School of Health and Related Research, University of Sheffield, 30 Regent St, Sheffield, S1 4DA, UK.
School of Allied and Public Health Professions, Canterbury Christ Church University, Canterbury, UK.
Syst Rev. 2024 Jul 25;13(1):195. doi: 10.1186/s13643-024-02620-2.
Breast cancer is the most diagnosed cancer in the world, with a worse prognosis documented in low- and middle-income countries. Inequalities pertaining to breast cancer outcomes are observed at within-country level, with demographics and socioeconomic status as major drivers.
This review aims to aggregate all available evidence from low- and middle-income countries on public health interventions that can be utilized to reduce breast cancer inequalities within the breast cancer continuum.
The study was a systematic review and narrative synthesis of available literature, with the literature search conducted between September and October 2021. The search was re-run in September 2022 to update the review. PubMed, Scopus, Embase, African Index Medicus and LILACS were searched, based on predetermined criteria. Randomized controlled trials, cohort studies and quasi-experimental studies were included for review, while studies without an intervention and comparator group were excluded. The Joanna Briggs Institute family of checklists was used for quality assessment of the included studies. Data pertaining to study design, quality control and intervention effectiveness was extracted.
A total of 915 studies were identified for screening and 21 studies met the selection criteria. Only one study specifically evaluated the impact of an intervention on breast cancer inequalities. Diverse, multi-level interventions that can be utilized to address breast cancer inequalities through targeted application to disadvantaged subpopulations were identified. Educational interventions were found to be effective in improving screening rates, downstaging through early presentation as well as improving time to diagnosis. Interventions aimed at subsidizing or eliminating screening payments resulted in improved screening rates. Patient navigation was highlighted to be effective in improving outcomes throughout the breast cancer continuum.

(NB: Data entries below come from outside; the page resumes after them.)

PR #157, opened 2023-01-13
Add telemetry for the `download-starter-project` endpoint to registry server

michael-valdron:
Signed-off-by: Michael Valdron <mvaldron@redhat.com>

registry

Before, the download starter project process was only done in the registry viewer which tracked this telemetry metric itself https://github.com/devfile/registry-viewer/blob/145a485893b726808be40e1e31cc1ec96a8dde96/src/components/DevfilePage/DevfilePageProjects/DevfilePageProjects.tsx#L85.

In recent changes, the registry viewer no longer handles this process itself and instead uses an endpoint on the registry server (devfile/api#720). In addition, the registry viewer no longer tracks starter project downloads since devfile/api#747 was closed and therefore telemetry on starter project downloads needs to be tracked on the server endpoint itself. This PR provides these changes to resolve devfile/api#803.

Fixes #?

fixes devfile/api#803

**PR acceptance criteria**:

- [ ] Test Coverage 

Documentation (WIP)

### DIFF
--- a/index/server/pkg/server/endpoint.go
+++ b/index/server/pkg/server/endpoint.go
@@ -1,5 +1,5 @@
 //
-// Copyright 2022 Red Hat, Inc.
+// Copyright 2022-2023 Red Hat, Inc.
 //
 // Licensed under the Apache License, Version 2.0 (the "License");
 // you may not use this file except in compliance with the License.
--- a/index/server/pkg/server/endpoint.go
+++ b/index/server/pkg/server/endpoint.go
@@ -305,6 +305,26 @@ func serveDevfileStarterProjectWithVersion(c *gin.Context) {
 			return
 		}
 
+		// Track event for telemetry. Ignore events from the registry-viewer and DevConsole since those are tracked on the client side. Ignore indirect calls from clients.
+		if enableTelemetry && !util.IsWebClient(c) && !util.IsIndirectCall(c) {
+
+			user := util.GetUser(c)
+			client := util.GetClient(c)
+
+			err := util.TrackEvent(analytics.Track{
+				Event:   eventTrackMap["spdownload"],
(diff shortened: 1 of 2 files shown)


index/server/pkg/server/endpoint.go
```diff
@@ -305,6 +305,26 @@ func serveDevfileStarterProjectWithVersion(c *gin.Context) {
 			return
 		}
 
+		// Track event for telemetry. Ignore events from the registry-viewer and DevConsole since those are tracked on the client side. Ignore indirect calls from clients.
+		if enableTelemetry && !util.IsWebClient(c) && !util.IsIndirectCall(c) {
+
+			user := util.GetUser(c)
+			client := util.GetClient(c)
```
kim-tsao, line 312: are you passing in the client name `registry-viewer`?  We are ignoring those because we wanted to avoid tracking duplicate events .   Maybe you can add an exception?  Check if client is `registry-viewer` and `starterProjectName` is not empty?  Not sure if that's unique enough to infer it's a download event

kim-tsao (commented):
Also update the year range in license header for the modified files e.g. `2022-2023`

index/server/pkg/server/endpoint.go
michael-valdron: @kim-tsao As discussed, for the time being we can assume that the client is most likely the registry viewer if the client name is the generic `devfile-registry`. Other clients using this endpoint will be setting the `Client` header property to change this or using their own telemetry.

kim-tsao (commented):
@michael-valdron can you update the year in the license headers for these files?  Since they were created in `2022`, add the year range to indicate original and modified date e.g. `2022-2023`

kim-tsao (approved):

PR #173, opened 2023-04-18
Update directly executed scripts on workflows and scripts

thepetk:

/area ci

It ensures that all script executions, inside `.github/workflows` and inside scripts code, are not directly executed and that the script file is passed to the appropriate shell defined by the scripts shebang. For example. in the case of a bash script ./build.sh would become bash ./build.sh.

fixes https://github.com/devfile/api/issues/973

Fixes #?

**PR acceptance criteria**:

- [x] Test Coverage 

Documentation (WIP)

### DIFF
--- a/index/server/Dockerfile
+++ b/index/server/Dockerfile
@@ -38,4 +38,4 @@ USER 1001
 
 EXPOSE 8080
 
-ENTRYPOINT ["/entrypoint.sh"]
+ENTRYPOINT ["bash /entrypoint.sh"]
--- a/index/server/Dockerfile
+++ b/index/server/Dockerfile
@@ -38,4 +38,4 @@ USER 1001
 
 EXPOSE 8080
 
-ENTRYPOINT ["bash /entrypoint.sh"]
+ENTRYPOINT ["/entrypoint.sh"]
--- a/index/server/Dockerfile
+++ b/index/server/Dockerfile
@@ -11,6 +11,7 @@ USER root
 # Install and configure dependencies
 RUN microdnf update -y && microdnf install shadow-utils findutils && rm -rf /var/cache/yum
 COPY entrypoint.sh /
+RUN chmod +x /entrypoint.sh
 
 # Copy index server
 COPY --from=index-builder /tools/index-server /registry/index-server
--- a/.ci/Dockerfile
+++ b/.ci/Dockerfile
@@ -31,7 +31,7 @@ COPY tests/registry /registry
 RUN bash /build-tools/dl_starter_projects.sh go-starter community
 
 # Run the registry build tools
-RUN /build-tools/build.sh /registry /build
+RUN bash /build-tools/build.sh /registry /build
 
 FROM devfile-index-base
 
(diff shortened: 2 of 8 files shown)


michael-valdron (changes requested):
The following lines are missing `bash`:
- https://github.com/thepetk/devfile-registry-support/blob/21b3c798866953932547c0b60a035e26dde6f325/.ci/run_tests_minikube_linux.sh#L15
- https://github.com/thepetk/devfile-registry-support/blob/21b3c798866953932547c0b60a035e26dde6f325/.ci/run_tests_minikube_linux.sh#L43
- https://github.com/thepetk/devfile-registry-support/blob/21b3c798866953932547c0b60a035e26dde6f325/.ci/Dockerfile#L34

Also, either:
- Add `RUN chmod +x /entrypoint.sh` after https://github.com/thepetk/devfile-registry-support/blob/21b3c798866953932547c0b60a035e26dde6f325/index/server/Dockerfile#L13
**or**
- Add `bash` to https://github.com/thepetk/devfile-registry-support/blob/21b3c798866953932547c0b60a035e26dde6f325/index/server/Dockerfile#L41

index/server/Dockerfile
```diff
@@ -38,4 +38,4 @@ USER 1001
 
 EXPOSE 8080
 
-ENTRYPOINT ["/entrypoint.sh"]
+ENTRYPOINT ["bash /entrypoint.sh"]
```
michael-valdron, line 41: > Also, either:
> - Add `RUN chmod +x /entrypoint.sh` after https://github.com/thepetk/devfile-registry-support/blob/21b3c798866953932547c0b60a035e26dde6f325/index/server/Dockerfile#L13
> **or**
> - Add `bash` to https://github.com/thepetk/devfile-registry-support/blob/21b3c798866953932547c0b60a035e26dde6f325/index/server/Dockerfile#L41

My mistake, test is failing because of my last suggestion. Revert this and do the first one.
```suggestion
ENTRYPOINT ["/entrypoint.sh"]
```

michael-valdron (changes requested):

index/server/Dockerfile
thepetk: Yes I was investigating now :D Thanks for the help!

thepetk: Done :)

michael-valdron (changes requested):
> > Also, either:
> > 
> > * Add `RUN chmod +x /entrypoint.sh` after https://github.com/thepetk/devfile-registry-support/blob/21b3c798866953932547c0b60a035e26dde6f325/index/server/Dockerfile#L13
> >   **or**
> > * Add `bash` to https://github.com/thepetk/devfile-registry-support/blob/21b3c798866953932547c0b60a035e26dde6f325/index/server/Dockerfile#L41
> 
> My mistake, test is failing because of my last suggestion. Revert this and do the first one.

Could you add `RUN chmod +x /entrypoint.sh` after https://github.com/thepetk/devfile-registry-support/blob/2ba2ba41bad7daf4065b0e17418a88119f803a05/index/server/Dockerfile#L13. Still need this because of the assumption that the source `entrypoint.sh` will be non-executable.

michael-valdron (approved):
/lgtm

PR #178, opened 2023-08-03
Check for revisions upon Samples caching

thepetk:

/area registry

This PR is introducing a check for samples using a different branch than the default. More detailed we have two cases:

* A sample in `extraDevfileEntries.yaml`, having different versions while using the same repo. So the version X of a sample is using the X branch of sample repo, while the version Y of sample Y uses the branch Y of the same repo.

* A sample with a single version that is not using the default branch.

More detailed, a simple addition is made to the `cache_sample.sh` file in order to check the given `extraDevfileEntries.yaml` for any `git.checkoutFrom.revision` fields inside a sample. For this, we are introducing the `clone_sample_repo` function:

```bash
function clone_sample_repo() {
  local repoUrl="$1"
  local repoOutputDir="$2"
  local repoRevision="$3"
  git clone $repoUrl $repoOutputDir
  if [[ $repoRevision != "null" ]]; then
    cd $repoOutputDir && git checkout $repoRevision && cd -
  fi
}
```

As a result we can support samples defined like:
```yaml
name: go-basic
displayName: Basic Go
description: Go 1.16 application
icon: https://go.dev/blog/go-brand/Go-Logo/SVG/Go-Logo_Blue.svg
tags:
  - Go
projectType: Go
language: Go
provider: Red Hat
versions:
  - version: 1.0.2
    schemaVersion: 2.1.0
    git:
      checkoutFrom:
        revision: main
      remotes:
        origin: https://github.com/thepetk/devfile-sample-go-basic.git
  - version: 2.1.0
    schemaVersion: 2.2.0
    default: true
    git:
      checkoutFrom:
        revision: update_devfile
      remotes:
        origin: https://github.com/thepetk/devfile-sample-go-basic.git
```

Fixes https://github.com/devfile/api/issues/1209

**PR acceptance criteria**:

- [x] Test Coverage 

Documentation (WIP)

### DIFF
--- a/build-tools/cache_samples.sh
+++ b/build-tools/cache_samples.sh
@@ -5,11 +5,26 @@
 # The downloaded samples are cached under /registry/samples in the devfile registry container
 set -eu
 
-# download_sample takes in a given sample name (e.g. nodejs-basic), and git clones its corresponding repository
+# clone_sample_repo clones a given git repository to the sampleDir. Before cloning it checks
+# whether or not a revision exists.
+# Parameters:
+# 1: gitRepository  (git repository url)
+# 2: sampleDir      (output directory of the clone command)
+# 3: revision       (the prefered revision of the git repo we want to clone)
+function clone_sample_repo() {
+  local repoUrl="$1"
+  local repoOutputDir="$2"
+  local repoRevision="$3"
+  git clone $repoUrl $repoOutputDir
+  if [[ $repoRevision != "null" ]]; then
+    cd $repoOutputDir && git checkout $repoRevision && cd -
+  fi
+}
+
+# cache_sample takes in a given sample name (e.g. nodejs-basic), and git clones its corresponding repository
 # Parameters:
 # 1: Sample name (e.g. nodejs-basic)
-# 2: Path to extraDevfileEntries.yaml
-# 3: Output directory
+# 2: Output directory
 function cache_sample() {
     local sampleName="$1"
     local outputDir="$2"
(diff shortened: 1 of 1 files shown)


build-tools/cache_samples.sh
```diff
@@ -5,11 +5,27 @@
 # The downloaded samples are cached under /registry/samples in the devfile registry container
 set -eu
 
-# download_sample takes in a given sample name (e.g. nodejs-basic), and git clones its corresponding repository
+# clone_sample_repo clones a given git repository to the sampleDir. Before cloning it checks
+# wether or not a revision exists.
```
mike-hoang, line 9:
```suggestion
# whether or not a revision exists.
```

build-tools/cache_samples.sh
```diff
@@ -5,11 +5,27 @@
...
+# 2: sampleDir      (output directory of the clone command)
+# 3: revision       (the prefered revision of the git repo we want to clone)
+function clone_sample_repo() {
+  local repoUrl="$1"
+  local repoOutputDir="$2"
+  local repoRevision="$3"
+  if [[ $revision == "null" ]]; then
+    git clone $repoUrl $repoOutputDir
+  else
+    git clone --single-branch --branch $repoRevision $repoUrl $repoOutputDir
```
mike-hoang, line 21: This will only work for revisions where it's the branch name or tag and will fail for commit id.

```shell
➜  test git clone --single-branch --branch 605081dc84696eb31f217dec3c5be86a9ec38fc8 https://github.com/devfile/registry-support.git
Cloning into 'registry-support'...
warning: Could not find remote branch 605081dc84696eb31f217dec3c5be86a9ec38fc8 to clone.
fatal: Remote branch 605081dc84696eb31f217dec3c5be86a9ec38fc8 not found in upstream origin

➜  test git clone --single-branch --branch v1.0.1 https://github.com/devfile/registry-support.git
Cloning into 'registry-support'...
```

mike-hoang (commented):
We do allow commit ids to be used, so wondering if we should support that here?

ref: https://devfile.io/docs/2.2.0/devfile-schema#starter-projects-git-checkout-from-revision
```
revision string
The revision to checkout from. Should be branch name, tag or commit id. Default branch is used if missing or specified revision is not found.
```

build-tools/cache_samples.sh
thepetk: Oh yes nice catch! On it!

thepetk: I've updated the PR in order to checkout to a given revision instead of using `--single-branch` and `--branch` args

mike-hoang (approved):

PR #591, opened 2021-06-07
Additional manpage conversions

frankcrawford:
Updated rdiff-backup.1.adoc
Added rdiff-backup-statistics.1.adoc

### DIFF
--- a/docs/rdiff-backup-statistics.1.adoc
+++ b/docs/rdiff-backup-statistics.1.adoc
@@ -1,0 +1,86 @@
+= RDIFF-BACKUP-STATISTICS(1)
+:doctype: manpage
+:docdate: {revdate}
+:man source: rdiff-backup-statistics
+:man version: {revnumber}
+:man manual: Rdiff-Backup-Statistics Manual {revnumber}
+
+== NAME
+
+rdiff-backup-statistics - summarize rdiff-backup statistics files
+
+== SYNOPSIS
+
+*rdiff-backup-statistics* [*--begin-time* _time_] [*--end-time* _time_] [*--minimum-ratio* _ratio_] [*--null-separator*] [*--quiet*] [*-h*|*--help*] [*-V*|*--version*] _repository_
+
+== DESCRIPTION
+*rdiff-backup-statistics*
+reads the matching statistics files in a backup repository made by
+*rdiff-backup*
+and prints some summary statistics to the screen.  It does not alter
+the repository in any way.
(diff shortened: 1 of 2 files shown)


docs/rdiff-backup-statistics.1.adoc
```diff
@@ -0,0 +1,86 @@
...
+total.  The default value is .05, or 5 percent.
+
+--null-separator::
+Specify that the lines of the file_statistics file are separated by
+nulls ('\0').  The default is to assume that newlines separate.  Use
+this switch if rdiff-backup was run with the *--null-separator* when
+making the given repository.
+
+--quiet::
+Suppress printing of the '[.code]``Processing statistics from session...``"
```
ericzolf, line 69: the code section starts with a single quote and ends with a double one.

And I think, it would be nicer to have three backquotes instead of the `[.code]` thingy, i.e.

```asciidoc
'```bla bla```'
```

It would be more readable as raw code, and it would even give us curved quotes, which look slightly nicer, see https://docs.asciidoctor.org/asciidoc/latest/text/quotation-marks-and-apostrophes/

This last comment is of course valid for the whole document. Else everything looks good to me.

frankcrawford:
Updated.

The reason why it is use [.code] all through the file is that it had the most consistent result in the rdiff-backup.1.adoc file.  During the discussion of globbing and pattern matching, there were lots of issue, that required random backslashes, etc, to resolve.  I converted to using them almost exclusively, and just did it through out the files.

docs/rdiff-backup.1.adoc
```diff
@@ -333,11 +331,11 @@ The default is to include other filesystems.
 
 --min-file-size _sizeinbytes_:: Exclude files that are smaller than the given size in bytes.
 
-[[statistics-options]]
+[[satistics-options]]
```
ericzolf, line 334: Sorry,  I see a missing t here.

frankcrawford: Done

frankcrawford: Something broke in the testing, it can't find setuptools-scm.

ericzolf: There were CDN issues during the day,  just amend the last commit and force push it.

ericzolf: Sorry, there is a re run jobs button in the checks tab, no need to force push!

PR #598, opened 2021-06-12
Use adoc for manpages 

ericzolf:
It wasn't as easy as I thought it would be, mainly due to the old manylinux versions, but now it works! No pandoc left, only asciidoc. Thanks again to @frankcrawford for doing most of the work.


frankcrawford:
@ericzolf where are you trying to find asciidoctor in build_wheel.sh?  rubygem-asciidoctor is in EPEL, although it really would end up similar to your current process.

ericzolf:
build_wheel.sh is being run within the manylinux images, and I just checked, EPEL is even activated. OK, let me fix this.

ericzolf:
Yep, but asciidoctor isn't in the EPEL of manylinux_2010 (CentOS 6), so let's keep like this, at least it works!

PR #599, opened 2021-06-12
Improve quoting testing and quoting itself

ericzolf:
Initially, I only wanted to improve the testing coverage for
FilenameMapping (which I did from ~60 to 77%), then I noticed that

Findings from the systematic review underline the importance of early detection in breast cancer management for low- and middle-income countries. This can be achieved through a variety of interventions, including population education, and addressing access barriers to public health services such as screening, particularly among under-served populations. This study provides a comprehensive database of public health interventions relevant to low- and middle-income countries that can be utilized for planning and decision-making purposes. Findings from the review highlight an important research gap in primary studies on interventions aimed at reducing breast cancer inequalities in low- and middle-income countries.
PROSPERO registration number: CRD42021289643.
乳腺癌是全球最常见的癌症,中低收入国家的预后更差。在国内层面,乳腺癌结局的不平等现象也存在,人口统计学和社会经济地位是主要驱动因素。
本综述旨在汇总中低收入国家在可用于减少乳腺癌连续体中乳腺癌不平等的公共卫生干预措施方面的所有现有证据。
本研究是对现有文献进行系统回顾和叙述性综合,文献检索于 2021 年 9 月至 10 月进行,并于 2022 年 9 月再次进行检索以更新综述。根据预设标准,检索了 PubMed、Scopus、Embase、非洲医学索引和 LILACS。纳入了随机对照试验、队列研究和准实验研究进行综述,而没有干预和对照组的研究被排除在外。使用 Joanna Briggs 研究所的检查表对纳入研究进行质量评估。提取了与研究设计、质量控制和干预效果相关的数据。
共筛选出 915 项研究,21 项研究符合入选标准。只有一项研究专门评估了干预措施对乳腺癌不平等的影响。确定了多种多层次的干预措施,可以通过针对弱势群体的有针对性应用来解决乳腺癌不平等问题。教育干预措施被发现可有效提高筛查率,通过早期就诊降低分期,以及缩短诊断时间。旨在补贴或免除筛查费用的干预措施可提高筛查率。患者导航被强调可有效改善整个乳腺癌连续体的结果。
系统评价的结果强调了中低收入国家乳腺癌管理中早期检测的重要性。这可以通过各种干预措施实现,包括人口教育,并解决公共卫生服务(如筛查)的获取障碍,特别是在服务不足的人群中。本研究提供了一个与中低收入国家相关的公共卫生干预措施的综合数据库,可用于规划和决策目的。综述结果突出了一个重要的研究差距,即针对中低收入国家减少乳腺癌不平等的干预措施的初级研究。
PROSPERO 注册号:CRD42021289643。